The Market Interest Zone (MI Zone) indicator is designed to facilitate market analysis and meet the needs of most traders by building zones that can act as support or resistance.

The logic of each MI Zone is based on the culminating increase in volume (the analysis of such volume is done by comparing the volume of each candle with the SMA plotted for a certain period with the input volume data). This logic is not very useful in the middle of a pulse, so by comparing the OHLC of candles, the indicator builds such zones only on local pulse extremes. The indicator also has a built-in super trend indicator that acts as a trend filter. We have compared many technical indicators that can help filter zones, but in our opinion, super trend shows the best results due to more flexible settings compared to moving average. Each drawn Japanese candlestick is an independent zone from which you can open a position with a limit order and close a position, depending on the trader's usual risk management.

In this version of the indicator, only the D1 timeframe is available, but it is enough for long-term trades


The indicator has two modes:

Trend/Reversal - in which absolutely all zones are displayed;
Trend - which displays only those zones that have passed the filter in the direction of the current trend;
Opening a position with a market order when a zone of interest appears is not part of the strategy's logic, as it increases the commission and limits the trading potential. However, if you understand the market context, then such an entry with a market order can be realized.

In cases when the candle that formed the zone is quite volatile and has a large spread, it is permissible to place a limit order for 50% of this zone.

Examples of using a trading strategy

As we wrote earlier, each Japanese candlestick drawn is an independent zone that can be worked with without additional conditions and understanding of the context. The MI Zone appears under certain conditions, when the second candlestick closes after the zone itself. After that, you can place a limit order at the high/low of this zone (depending on the direction) + a protective stop order on the opposite side of the zone.

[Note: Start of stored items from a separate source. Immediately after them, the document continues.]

Issue #796, opened 2024-11-13
Proper Multus support


gruyaume:
#### Summary

At the moment, Multus support is quite awkward. As far as I know, the best approach to enable Multus in Canonical Kubernetes is to: 
1. Disable the Cilium CNI 
2. Install Multus with Helm (or another external tool)
3. Re-deploy Cilium with Helm with the "cni.exclusive" value set to false. 

#### Why is this important?

Multus is commonly used in Telco use cases.

In the context of the Telco engineering team, our User Plane Function (UPF) requires Multus. If we don't add this support, our product documentation will have to adapt from the previous Microk8s approach (microk8s enable community + microk8s enable multus) to this awkward approach. 

#### Are you interested in contributing to this feature?
It depends.

louiseschmidtgen:
Hello @gruyaume,

Unfortunately, Canonical Kubernetes does not support community add-ons similar to MicroK8s. You will need to adjust your product documentation and install Multus via helm or another tool.

There are docs on [how-to set up Multus + SRIOV](https://documentation.ubuntu.com/canonical-kubernetes/latest/src/snap/howto/epa/#multus-and-sriov-setup) as part of our EPA docs.

Any feedback on this set-up and our documentation is welcome!

gruyaume:
> Hello @gruyaume,
> 
> Unfortunately, Canonical Kubernetes does not support community add-ons similar to MicroK8s. You will need to adjust your product documentation and install Multus via helm or another tool.
> 
> There are docs on [how-to set up Multus + SRIOV](https://documentation.ubuntu.com/canonical-kubernetes/latest/src/snap/howto/epa/#multus-and-sriov-setup) as part of our EPA docs.
> 
> Any feedback on this set-up and our documentation is welcome!

Yeah I understand that community add-ons are a thing of the past, I'm not suggesting we take the same route as MicroK8s. I don't really mind about the approach honestly, it could be a new API, or documentation focused, but right now we have neither.

On the topic of the docs. First, they don't quite work. As I mentioned above, Cilium has to be installed with "cni.exclusive" set to false for Multus to work.  Second, they are hidden this EPA. I didn't want to "set up Enhanced Platform Awareness", all I wanted was Multus.

PR #838, opened 2024-11-25
Make cilium cni.exclusive configurable

petrutlucian94:
We'll add an annotation, making the cilium "cni.exclusive" setting configurable. This will allow using additional CNIs such as Multus.

Requires: https://github.com/canonical/k8s-snap-api/pull/20
Fixes: https://github.com/canonical/k8s-snap/issues/796


docs/src/snap/reference/annotations.md
```diff
@@ -24,6 +24,7 @@ the bootstrap configuration.
 | `k8sd/v1alpha1/calico/autodetection-v6/skipInterface` | Enable IP auto-detection based on interfaces that do not match the given regex. | string |
 | `k8sd/v1alpha1/calico/autodetection-v6/canReach` | Enable IP auto-detection based on which source address on the node is used to reach the specified IP or domain. | string |
 | `k8sd/v1alpha1/calico/autodetection-v6/cidrs` | Enable IP auto-detection based on which addresses on the nodes are within one of the provided CIDRs. | []string (comma separated) |
+| `k8sd/v1alpha1/cilium/cni-exclusive` | Make Cilium take ownership over the `/etc/cni/net.d` directory on the node, renaming all non-Cilium CNI configurations to `*.cilium_bak`. This ensures no Pods can be scheduled using other CNI plugins during Cilium agent downtime. Set this to "false" if you wish to use other CNIs such as Multus. | "true"\|"false" |
```
bschimke95, line 27: nit: this sounds like you need to set one of the values.
`false`/not set is the default. Please rephrase to something like
```
Set to "true" if you do not want to allow multiple CNIs.
```

src/k8s/pkg/k8sd/features/cilium/internal_test.go
```diff
@@ -119,7 +140,7 @@ func TestInternalConfig(t *testing.T) {
 		{
 			name:           "Nil annotations",
 			annotations:    nil,
-			expectedConfig: config{},
+			expectedConfig: config{cniExclusive: true},
```
bschimke95, line 143: why do we expect `cniExclusive` here? 
if everything is nil, then we should expect nil and use whatever cilium takes as default.

bschimke95 (commented):
Great stuff, added some questions/comments.

docs/src/snap/reference/annotations.md
petrutlucian94: Yes, the initial implementation expects one of these values. I'll update it.

bschimke95 (approved):
LGTM after CI is green

petrutlucian94:
```Error: pkg/k8sd/features/cilium/internal.go:75:48: undefined: apiv1_annotations.AnnotationCNIExclusive```

We need to merge the other PR first and then bump the requirement.

PR #839, opened 2024-11-25
Fix registry mirror log collection

petrutlucian94:
The registry mirror instance doesn't currently include the k8s snap, which is why the log collection script is missing.

This commit will install the k8s snap on the mirror instance and also capture the "inspect.sh" stderr output.


bschimke95 (approved):
LGTM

  • Simple Limit Entry in Trend/Reverse Mode:


  • Simple Limit Entry in Trend Mode:


  • Retest Limit Entry in Trend/Reverse Mode:


  • Mirror Retest Limit Entry in Trend/Reverse Mode:


Risk management strategy

Fixing positions is recommended when the RR reaches 1:3 to 1:5. It is also possible to split a position, the second part of which will be fixed at more global levels.

In the above examples, position fixation is shown exclusively at global levels. In real trading, we recommend closing part of the position when local levels are reached.

Also, when RR 1:1 is reached, it is recommended to move the stop loss to breakeven.

Conclusion

It is important to understand that this logic can have different meanings depending on the financial instrument used. Therefore, we recommend performing a basic backtest of the methods of use and risk management parameters before using the indicator directly.